Issue #2759, opened 2023-01-09
Subscript GraphQL variable from dictionary crash when Swift modifier used as key.


SzymonMatysik:
### Summary

Hey there, great thanks for hard work put into new release!

Recently I've started to migrate from 0.53 to 1.0.5 and have to say - it's not a very easy task to achieve. Now I've stomped on issue that nobody else mentioned before (based on my research). 

Everything was working fine before the migration - I think it's issue related to the codegen feature.
When I got in schema variable in fragment named after Swift's special words `default`, `public`, `private` or else then in generated code it's ` __data["'public'"] }` (apostrophes on each side to escape the special word)
It leads to a problem in getting the value resulting a crash as in subscript.
part of generated file:
```
    public var `public`: GraphQLNullable<Bool> {
      get { __data["`public`"] }
      set { __data["`public`"] = newValue }
    }
```

Maybe we should stripe the apostrophes which are clearly from the Swift requirements not from a schema.

### Version

1.0.5

### Steps to reproduce the behavior

- Make schema with variable in any model named after Swift's special word for example `public: Bool`.
- Generate schema.
- Check string representation of variable in Swift generated file.

### Logs
```
Could not cast value of type 'Swift.Optional<ApolloAPI.GraphQLOperationVariableValue>' (0x15460b190) to 'ApolloAPI.GraphQLNullable<Swift.Bool>' (0x1510a3608).
(lldb) 
```

### Anything else?
As a workaround I've applied direct dictionary lookup for `public` field as follows:
```let lhsPublic: GraphQLNullable<Bool> = lhs.__data["public"]```

calvincestari:
Thanks for the bug report @SzymonMatysik. We'll get this fixed in a patch release; we're planning on releasing `1.0.6` today and `1.0.7` by the end of the week. It'll be in one of those.

calvincestari:
Note that this bug is only apparent on input types, selection sets do not have this issue.

calvincestari:
Adding this to "planned-next" because fixing #2753 will need this to be fixed too before it's all functional.

calvincestari:
@SzymonMatysik this is fixed, available on `main`, and will go out in the next patch release.

PR #2769, opened 2023-01-11
fix: fields labeled `_`

### LINKED ISSUE #2753: Unnamed fields in schema results in broken generated Swift code
### Summary

In a schema with unnamed fields such as:
```
input MyInput {
  _: Boolean
}
```
the resulting generated code is broken as:
```
__data = InputDict([
  "_": _
])

public var _: GraphQLNullable<Bool> {
  get { __data["_"] }
  set { __data["_"] = newValue }
}
```

### Version

1.0.5

1. Create a schema with an unnamed field.
2. Run CLI to generate code.
3. Observe the generated Swift code does not compile.

### Logs

_No response_

### Anything else?

_No response_

calvincestari:
Fixes #2753 

This PR brings back the `_` character as an allowed field name. Removing it from `DisallowedFieldNames` and adding it to `FieldAccessorNamesToEscape` causes it to be escaped as expected in all property and initializer definitions.

_This functionality is dependent on #2759 being fixed too._

### DIFF
--- a/Sources/ApolloCodegenLib/Templates/RenderingHelpers/String+SwiftNameEscaping.swift
+++ b/Sources/ApolloCodegenLib/Templates/RenderingHelpers/String+SwiftNameEscaping.swift
@@ -38,7 +38,7 @@ extension String {
 enum SwiftKeywords {
 
   static let DisallowedFieldNames: Set<String> = [
-    "__data", "fragments", "_"
+    "__data", "fragments"
   ]
 
   static let DisallowedInputParameterNames: Set<String> = [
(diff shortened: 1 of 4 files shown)


calvincestari:
@AnthonyMDev the input objects and mocks work as expected but the initializer provided by autocomplete lacks backticks around the `_`; I'm not aware of any way to 'fix' that for autocompletion.

Let's talk about it tomorrow. I'm not sure how I feel about it since it's not a great user experience but I feel it's better than simply disallowing `_` as a field name.

AnthonyMDev (approved):
LGTM!

PR #2772, opened 2023-01-11
fix: Additional reserved keyword

### LINKED ISSUE #2765: Couldn't build the generated graphql project when using some reserved words in the graphql file
### Summary

Hello there, Thank you for hard work in the new major version of apollo-ios 
But I have an issue with the new code generation.

I couldn't build the generated graphql project that there are some reserved words in the graphql files because the variable name is one of the reserved words in swift language.

For example If I create a schema with the swift reserved words and use it in my .graphql file like this

**Schema File**
```graphql
interface Animal {
  id: ID!
  for: String!
  if: String!
}
```
**GraphQL File**
```graphql
query Animal {
  animal {
    id
    for
    if
  }
}
```

After I run `./apollo-ios-cli generate` and build my xcode project there will be an error in my generated graphql project that shown `Keyword 'for' cannot be used as an identifier here`.

In `AnimalQuery.graphql.swift` You will see in the line `public var for: String { __data["for"] }`  that we couldn't use `for` as a variable name in swift. But for `if` variable it works correctly because it is escaped by the code generation.

**AnimalQuery.graphql.swift**
```swift
public struct Animal: TestApolloAlphaGraphQLGenerated.SelectionSet {
  public let __data: DataDict
  public init(data: DataDict) { __data = data }

  public static var __parentType: ParentType { TestApolloAlphaGraphQLGenerated.Interfaces.Animal }
  public static var __selections: [Selection] { [
    .field("id", ID.self),
    .field("if", String.self),
    .field("for", String.self),
  ] }

  public var id: ID { __data["id"] }
  public var `if`: String { __data["if"] }
  public var for: String { __data["for"] } // There is a problem from this line
}
```

### Version

v1.0.5

1. Create A new schema with some reserved words
2. Create A query file with reserved word fields
3. Run cli to generate .swift files
4. Build the project
5. There will be an error that we can't use a reserved word as a variable name

### Logs

`Keyword 'for' cannot be used as an identifier here`

### Anything else?

I have looked into the reserved words list in the apollo-tooling project and the new one in apollo-ios. I found that list of the reserved words are not the same (there is no `for` keyword in the new code generation list too). I think if the reserved words list is the same, it should works correctly.
Ref: 
[Reserved words in the apollo-tooling project](https://github.com/apollographql/apollo-tooling/blob/master/packages/apollo-codegen-swift/src/language.ts)
[Reserved words in the apollo-ios project (v1.0.5)](https://github.com/apollographql/apollo-ios/blob/main/Sources/ApolloCodegenLib/Templates/RenderingHelpers/String%2BSwiftNameEscaping.swift)

The workaround for this problem if I use the alias name for the reserved word variable. it still works really fine.
For example: **Aninal.graphql**
```graphql
query Animal {
  animal {
    id
    if
    f: for # It works correctly if we use the alias instead of the for keyword
  }
}

```

calvincestari:
Fixes #2765 

This PR simply adds `for` to the list of reserved keywords to escape in backticks.

_I looked through the [Apollo Tooling list](https://github.com/apollographql/apollo-tooling/blob/master/packages/apollo-codegen-swift/src/language.ts#L43) and both `open` and `for` were missing from 1.0 but `open` is not an issue in the generated code._

### DIFF
--- a/Tests/ApolloCodegenTests/CodeGeneration/Templates/EnumTemplateTests.swift
+++ b/Tests/ApolloCodegenTests/CodeGeneration/Templates/EnumTemplateTests.swift
@@ -129,57 +129,7 @@ class EnumTemplateTests: XCTestCase {
 
         // Escaped keywords
         ("associatedtype", nil, nil),
-        ("class", nil, nil),
-        ("deinit", nil, nil),
-        ("enum", nil, nil),
-        ("extension", nil, nil),
-        ("fileprivate", nil, nil),
-        ("func", nil, nil),
-        ("import", nil, nil),
-        ("init", nil, nil),
-        ("inout", nil, nil),
-        ("internal", nil, nil),
-        ("let", nil, nil),
-        ("operator", nil, nil),
-        ("private", nil, nil),
-        ("precedencegroup", nil, nil),
-        ("protocol", nil, nil),
         ("Protocol", nil, nil),
-        ("public", nil, nil),
-        ("rethrows", nil, nil),
-        ("static", nil, nil),
-        ("struct", nil, nil),
-        ("subscript", nil, nil),
-        ("typealias", nil, nil),
-        ("var", nil, nil),
-        ("break", nil, nil),
-        ("case", nil, nil),
-        ("catch", nil, nil),
-        ("continue", nil, nil),
-        ("default", nil, nil),
-        ("defer", nil, nil),
-        ("do", nil, nil),
-        ("else", nil, nil),
-        ("fallthrough", nil, nil),
-        ("guard", nil, nil),
-        ("if", nil, nil),
-        ("in", nil, nil),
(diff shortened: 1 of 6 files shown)


Tests/ApolloCodegenTests/CodeGeneration/Templates/EnumTemplateTests.swift
```diff
@@ -129,57 +129,7 @@ class EnumTemplateTests: XCTestCase {
 
         // Escaped keywords
         ("associatedtype", nil, nil),
-        ("class", nil, nil),
```
calvincestari, line 132: This is test cleanup - I'm not sure why we need all the escaped keywords in this test so I left two with different casing that require backticks.

AnthonyMDev (approved):
Thanks for catching that!

PR #2905, opened 2023-03-27
docs: Update 'Install the Apollo Frameworks' Xcode SPM section

### LINKED ISSUE #2885: docs: Update 'Install the Apollo Frameworks' section
Update the image to include 'apollo-ios-cli' product with warning not to include it as SPM dependency.

https://www.apollographql.com/docs/ios/get-started/#1-install-the-apollo-frameworks

calvincestari:
Closes #2885 

This is a change to update the screenshots and copy to warn users not to install the `apollo-ios-cli` product as a project dependency. I've also cleaned up some screenshot resources that were not referenced in any documentation.


docs/shared/spm-xcode-installation-panel.mdx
________________________
* **Work instruction**:
The answer should be all lines from the entries above that hold the word "sure".

* **Reply**:
Let's talk about it tomorrow. I'm not sure how I feel about it since it's not a great user experience but I feel it's better than simply disallowing `_` as a field name.
calvincestari, line 132: This is test cleanup - I'm not sure why we need all the escaped keywords in this test so I left two with different casing that require backticks.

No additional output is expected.